Normally, once the majority of undergrads have finished their third term finals and graduation is a teary memory, there is a calm that overcomes campus that those of us here year-round have come to expect. Don’t get me wrong, the undergrads are the reason for this institution, but there are an awful lot of them (and more each year).

However, this year, I’m in a bit of a pickle. My study is specifically trying to target the general adult public, that is, those with a high-school degrees but maybe not a lot of undergraduate experience. At Hatfield, we generally have a slightly higher-educated population than I need. Also, my experiment takes an hour, so the casual visitor is unlikely to break from their group for that long. And my local campus population, at least my local congregation of said population, has just skedaddled for the summer.

So I’m busy trying to find anywhere those remaining might be: the very few residence halls that remain open (which also requires navigating some tricky flier-posting rules), the occasionally-open dining halls, lecture halls which might still have classes and bulletin boards nearby and the library, MU, and some local eateries. I’m also heading to the community college where many students are cross-registered and where they might be knocking out some core courses during the summer on the cheap(er). Hm, maybe I should post a flier at the local store where my incentive gift cards are from? In truth, this is really still just a convenience sample, as I am not plastering fliers all over Corvallis, let alone anywhere else in the state or country. At least, not at this point …

Any ideas welcome!

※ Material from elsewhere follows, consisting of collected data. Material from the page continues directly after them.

PR #628, opened 2024-04-19
Add `#[derive(Clone)]` for actions created by macros

lessneek:
#### Summary
Add `#[derive(Clone)]` for actions created by macros in order to have a cloning support of `RelmAction<>`.

The problem discussion: https://github.com/orgs/Relm4/discussions/599

#### Checklist

- [x] cargo fmt
- [x] cargo clippy
- [x] cargo test
- [x] updated CHANGES.md

### DIFF
--- a/CHANGES.md
+++ b/CHANGES.md
@@ -2,6 +2,10 @@
 
 ## Unreleased
 
+### Changed
+
++ core: Add `#[derive(Clone)]` for actions created by macros
+
 ## 0.8.1 - 2024-3-13
 
 ### Fixed


AaronErhardt:
I don't think this is the right approach. The problem is rather caused by the `#[derive(Clone)]` on `RelmAction`, which adds a bound to the action name to also implement `Clone`. Because the action name is just a generic parameter, that is not necessary and if we add a proper `Clone` implementation manually, that would fix the problem.

Implementing `Clone` on the macro generated types also fixes the issue, but we don't need those trait implementations actually, so I'd prefer the other solution, see #629. What do you think?

PR #632, opened 2024-04-30
core: Add `allow_multiple_instances()` to `RelmApp`

### LINKED ISSUE #396: Relm4 should support multiple application instances
We currently panic if multiple instances of the same application are started:

https://github.com/Relm4/Relm4/blob/9ad0a5dabae5db0ca88ad7fa791d533c7bd32a2a/relm4/src/app.rs#L87

This is very limiting for certain classes of application (file managers, for instance). We should remove this limitation and handle this case gracefully.

falko17:
#### Summary
Usually, starting an already-running application again causes nothing to happen. However, with `allow_multiple_instances(true)`, the `NON_UNIQUE` flag is set, which makes it possible to run multiple instances of the application to run at the same time.
This should fix #396.

#### Checklist

- [X] cargo fmt
- [X] cargo clippy
- [X] cargo test
- [X] updated CHANGES.md

### DIFF
--- a/CHANGES.md
+++ b/CHANGES.md
@@ -2,6 +2,10 @@
 
 ## Unreleased
 
+### Added
+
++ core: Add `allow_multiple_instances()` to `RelmApp` to allow multiple concurrent instances of the same application
+
 ### Fixed
 
 + core: Don't require `Clone` and `Debug` for the generic action name parameter in `RelmAction`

Where do you go to find your research subjects?

I’ve started trying to recruit subjects, including first-year undergraduates and oceanography faculty, for my dissertation work. And it’s a slooooow process, partly due to poor timing, partly due to everyone being busy.

It’s poor timing because it’s finals week here at OSU. Not only are students consumed (rightly) by those end-of-term tests, it’s finals right before summer break. So on top of everything, people are scattering to the four winds, frantically moving out of apartments, and scrambling to start summer jobs or summer classes. So, I’m being patient and trying to think creatively about recruiting a fairly broad, random sample of folks. So far I’m posting flyers in classroom buildings and dining and residence halls, but my next step may be standing in front of the library or student union with all the folks trying to get initiatives on the ballot for November.

The faculty are another story, of course. I can easily get contact information and even fairly detailed information about their experience with visualizations. However, they are also quickly scattering for summer research cruises – two I called just today are leaving early next week for 10 days to 3 weeks. Luckily, I got them to agree to participate when they get back. I’m still getting several brush offs of “too busy.” So my tactic to fight back here is to find other professors they know who can make me less of a ‘generic’ grad student and thus somewhat harder to say no to.

All in all, it’s rejection the same as in exhibit evaluation, just with different excuses.